§ **Exercise goal**: Exactly as given, restate each record that follows.

[Collected data entries]
════════
PR #698, opened 2026-07-24
Add linearity tests for forward models

### LINKED ISSUE #293: Add linearity tests for forward models

Our forward models for the different geometries (points, prisms, tesseroids) allow to take multiple bodies as inputs, returning a single array as the resulting field generated by every one of these bodies on the computation points.
One of the properties of these forward models is their linearity: the resulting field for all the bodies should be equal to the sum of the individual fields.
Although this property is easily readable from the code, it might be wise to add functions that actually test them.
We could add `test_linearity` functions for each geometry that compares the resulting field of passing a set of bodies to the resulting field of computing the fields of each one separately and then sum them up.

Through `pytests.mark.parametrize` we could write a single function per geometry, adding the `field` as a parameter.
For example:

```python
@pytest.mark.parametrize("field", ("potential", "g_z", ...))
def test_linearity(field):
    """
    Test linearity of the forward model
    """
    ...
```

**Are you willing to help implement and maintain this feature?** Yes, but I would love to help anyone motivated to tackle it. 💪🏼

manduinca:
Fixes #293

Adds `test/test_linearity.py` with linearity tests for each geometry (points, prisms, tesseroids), parametrized by field, following the discussion in the issue: the field of a set of sources is compared against the sum of the fields of each source computed separately.

Includes both gravity and magnetic forward models: `point_gravity` (Cartesian and spherical coordinates), `dipole_magnetic`, `prism_gravity`, `prism_magnetic` and `tesseroid_gravity`, using mixed-sign masses/densities/magnetizations.

The newer `ellipsoid_gravity`/`ellipsoid_magnetic` forwards could get the same treatment in a follow-up if you'd like.


test/test_linearity.py
```diff
@@ -0,0 +1,372 @@
...
+            sample_coordinates, sample_prisms, sample_densities, field
+        )
+        expected = sum(
+            prism_gravity(
+                sample_coordinates,
+                sample_prisms[i : i + 1],
+                sample_densities[i : i + 1],
+                field,
+            )
+            for i in range(sample_densities.size)
```
santisoler: Minor suggestion here: we don't need to index the arrays, we can iterate over them with a `zip` function:


```suggestion
                prism,
                density,
                field,
            )
            for prism, density in zip(sample_prisms, sample_densities, strict=True)
```

test/test_linearity.py
```diff
@@ -0,0 +1,372 @@
...
+            sample_coordinates, sample_tesseroids, sample_densities, field=field
+        )
+        expected = sum(
+            tesseroid_gravity(
+                sample_coordinates,
+                sample_tesseroids[i : i + 1],
+                sample_densities[i : i + 1],
+                field=field,
+            )
+            for i in range(sample_densities.size)
```
santisoler: Similarly here:


```suggestion
                tesseroid,
                density,
                field=field,
            )
            for tesseroid, density in zip(sample_tesseroids, sample_densities, strict=True)
```

test/test_linearity.py
```diff
@@ -0,0 +1,372 @@
...
+    def test_linearity(self, sample_coordinates, sample_points, sample_masses, field):
+        """
+        Compare the field of all points vs. the sum of their individual fields.
+        """
+        result = point_gravity(sample_coordinates, sample_points, sample_masses, field)
+        expected = sum(
+            point_gravity(
+                sample_coordinates,
+                tuple(p[i : i + 1] for p in sample_points),
+                sample_masses[i : i + 1],
```
santisoler: I would suggest indexing the arrays directly, so we pass only a float for each coordinate and for the mass. This way we are also testing (although we are probably already testing that in other places) that passing just a float as coordinates and single float for mass also works.

```suggestion
                tuple(p[i] for p in sample_points),
                sample_masses[i],
```

test/test_linearity.py
```diff
@@ -0,0 +1,372 @@
...
+            region=(-100, 100, -70, 70), spacing=20, non_dimensional_coords=radius
+        )
+        result = point_gravity(
+            coordinates, points, sample_masses, field, coordinate_system="spherical"
+        )
+        expected = sum(
+            point_gravity(
+                coordinates,
+                tuple(p[i : i + 1] for p in points),
+                sample_masses[i : i + 1],
```
santisoler: Similarly here:
```suggestion
                tuple(p[i] for p in points),
                sample_masses[i],
```

test/test_linearity.py
```diff
@@ -0,0 +1,372 @@
...
+        result = dipole_magnetic(
+            sample_coordinates, sample_dipoles, sample_magnetic_moments, field=field
+        )
+        n_dipoles = sample_dipoles[0].size
+        expected = sum(
+            np.asarray(
+                dipole_magnetic(
+                    sample_coordinates,
+                    tuple(d[i : i + 1] for d in sample_dipoles),
+                    tuple(m[i : i + 1] for m in sample_magnetic_moments),
```
santisoler: And here:
```suggestion
                    tuple(d[i] for d in sample_dipoles),
                    tuple(m[i] for m in sample_magnetic_moments),
```

test/test_linearity.py
```diff
@@ -0,0 +1,372 @@
...
+        """
+        result = prism_magnetic(
+            sample_coordinates, sample_prisms, sample_magnetizations, field=field
+        )
+        expected = sum(
+            np.asarray(
+                prism_magnetic(
+                    sample_coordinates,
+                    sample_prisms[i : i + 1],
+                    tuple(m[i : i + 1] for m in sample_magnetizations),
```
santisoler:
```suggestion
                    sample_prisms[i],
                    tuple(m[i] for m in sample_magnetizations),
```

santisoler (approved):
Hi @manduinca! Sorry for the delayed review. I was busy at a conference and catching up with stuff.

This looks really nice, thanks again for taking the effort and work on it! I left some minor suggestions below. Nothing major, just to make a few portions of the tests more Pythonic. Please, let me know what do you think, and feel free to apply and modify the suggestions as you like.

manduinca:
Thanks for the review @santisoler! I applied all six suggestions: `zip` with `strict=True` in the prism and tesseroid tests, and scalars instead of one-element slices in `point_gravity` (cartesian and spherical), `dipole_magnetic` and `prism_magnetic`. Good point that this way we also cover passing floats for the coordinates and the mass.

Ran `test/test_linearity.py` locally: 32 passed. `ruff check` and `ruff format` come back clean.

manduinca:
@santisoler this one has been approved since 18 August, and after the rebase on 14 September the CI is fully green (14/14) — the earlier red `build` and `style` were from `main` and got fixed in #699.

Is there anything left on my side, or is it just waiting for a merge window?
════════
§ **Solution to this problem**:
PR #698, opened 2026-07-24
Add linearity tests for forward models

### LINKED ISSUE #293: Add linearity tests for forward models

Our forward models for the different geometries (points, prisms, tesseroids) allow to take multiple bodies as inputs, returning a single array as the resulting field generated by every one of these bodies on the computation points.
One of the properties of these forward models is their linearity: the resulting field for all the bodies should be equal to the sum of the individual fields.
Although this property is easily readable from the code, it might be wise to add functions that actually test them.
We could add `test_linearity` functions for each geometry that compares the resulting field of passing a set of bodies to the resulting field of computing the fields of each one separately and then sum them up.

Through `pytests.mark.parametrize` we could write a single function per geometry, adding the `field` as a parameter.
For example:

```python
@pytest.mark.parametrize("field", ("potential", "g_z", ...))
def test_linearity(field):
    """
    Test linearity of the forward model
    """
    ...
```

**Are you willing to help implement and maintain this feature?** Yes, but I would love to help anyone motivated to tackle it. 💪🏼

manduinca:
Fixes #293

Adds `test/test_linearity.py` with linearity tests for each geometry (points, prisms, tesseroids), parametrized by field, following the discussion in the issue: the field of a set of sources is compared against the sum of the fields of each source computed separately.

Includes both gravity and magnetic forward models: `point_gravity` (Cartesian and spherical coordinates), `dipole_magnetic`, `prism_gravity`, `prism_magnetic` and `tesseroid_gravity`, using mixed-sign masses/densities/magnetizations.

The newer `ellipsoid_gravity`/`ellipsoid_magnetic` forwards could get the same treatment in a follow-up if you'd like.


test/test_linearity.py
```diff
@@ -0,0 +1,372 @@
...
+            sample_coordinates, sample_prisms, sample_densities, field
+        )
+        expected = sum(
+            prism_gravity(
+                sample_coordinates,
+                sample_prisms[i : i + 1],
+                sample_densities[i : i + 1],
+                field,
+            )
+            for i in range(sample_densities.size)
```
santisoler: Minor suggestion here: we don't need to index the arrays, we can iterate over them with a `zip` function:


```suggestion
                prism,
                density,
                field,
            )
            for prism, density in zip(sample_prisms, sample_densities, strict=True)
```

test/test_linearity.py
```diff
@@ -0,0 +1,372 @@
...
+            sample_coordinates, sample_tesseroids, sample_densities, field=field
+        )
+        expected = sum(
+            tesseroid_gravity(
+                sample_coordinates,
+                sample_tesseroids[i : i + 1],
+                sample_densities[i : i + 1],
+                field=field,
+            )
+            for i in range(sample_densities.size)
```
santisoler: Similarly here:


```suggestion
                tesseroid,
                density,
                field=field,
            )
            for tesseroid, density in zip(sample_tesseroids, sample_densities, strict=True)
```

test/test_linearity.py
```diff
@@ -0,0 +1,372 @@
...
+    def test_linearity(self, sample_coordinates, sample_points, sample_masses, field):
+        """
+        Compare the field of all points vs. the sum of their individual fields.
+        """
+        result = point_gravity(sample_coordinates, sample_points, sample_masses, field)
+        expected = sum(
+            point_gravity(
+                sample_coordinates,
+                tuple(p[i : i + 1] for p in sample_points),
+                sample_masses[i : i + 1],
```
santisoler: I would suggest indexing the arrays directly, so we pass only a float for each coordinate and for the mass. This way we are also testing (although we are probably already testing that in other places) that passing just a float as coordinates and single float for mass also works.

```suggestion
                tuple(p[i] for p in sample_points),
                sample_masses[i],
```

test/test_linearity.py
```diff
@@ -0,0 +1,372 @@
...
+            region=(-100, 100, -70, 70), spacing=20, non_dimensional_coords=radius
+        )
+        result = point_gravity(
+            coordinates, points, sample_masses, field, coordinate_system="spherical"
+        )
+        expected = sum(
+            point_gravity(
+                coordinates,
+                tuple(p[i : i + 1] for p in points),
+                sample_masses[i : i + 1],
```
santisoler: Similarly here:
```suggestion
                tuple(p[i] for p in points),
                sample_masses[i],
```

test/test_linearity.py
```diff
@@ -0,0 +1,372 @@
...
+        result = dipole_magnetic(
+            sample_coordinates, sample_dipoles, sample_magnetic_moments, field=field
+        )
+        n_dipoles = sample_dipoles[0].size
+        expected = sum(
+            np.asarray(
+                dipole_magnetic(
+                    sample_coordinates,
+                    tuple(d[i : i + 1] for d in sample_dipoles),
+                    tuple(m[i : i + 1] for m in sample_magnetic_moments),
```
santisoler: And here:
```suggestion
                    tuple(d[i] for d in sample_dipoles),
                    tuple(m[i] for m in sample_magnetic_moments),
```

test/test_linearity.py
```diff
@@ -0,0 +1,372 @@
...
+        """
+        result = prism_magnetic(
+            sample_coordinates, sample_prisms, sample_magnetizations, field=field
+        )
+        expected = sum(
+            np.asarray(
+                prism_magnetic(
+                    sample_coordinates,
+                    sample_prisms[i : i + 1],
+                    tuple(m[i : i + 1] for m in sample_magnetizations),
```
santisoler:
```suggestion
                    sample_prisms[i],
                    tuple(m[i] for m in sample_magnetizations),
```

santisoler (approved):
Hi @manduinca! Sorry for the delayed review. I was busy at a conference and catching up with stuff.

This looks really nice, thanks again for taking the effort and work on it! I left some minor suggestions below. Nothing major, just to make a few portions of the tests more Pythonic. Please, let me know what do you think, and feel free to apply and modify the suggestions as you like.

manduinca:
Thanks for the review @santisoler! I applied all six suggestions: `zip` with `strict=True` in the prism and tesseroid tests, and scalars instead of one-element slices in `point_gravity` (cartesian and spherical), `dipole_magnetic` and `prism_magnetic`. Good point that this way we also cover passing floats for the coordinates and the mass.

Ran `test/test_linearity.py` locally: 32 passed. `ruff check` and `ruff format` come back clean.

manduinca:
@santisoler this one has been approved since 18 August, and after the rebase on 14 September the CI is fully green (14/14) — the earlier red `build` and `style` were from `main` and got fixed in #699.

Is there anything left on my side, or is it just waiting for a merge window?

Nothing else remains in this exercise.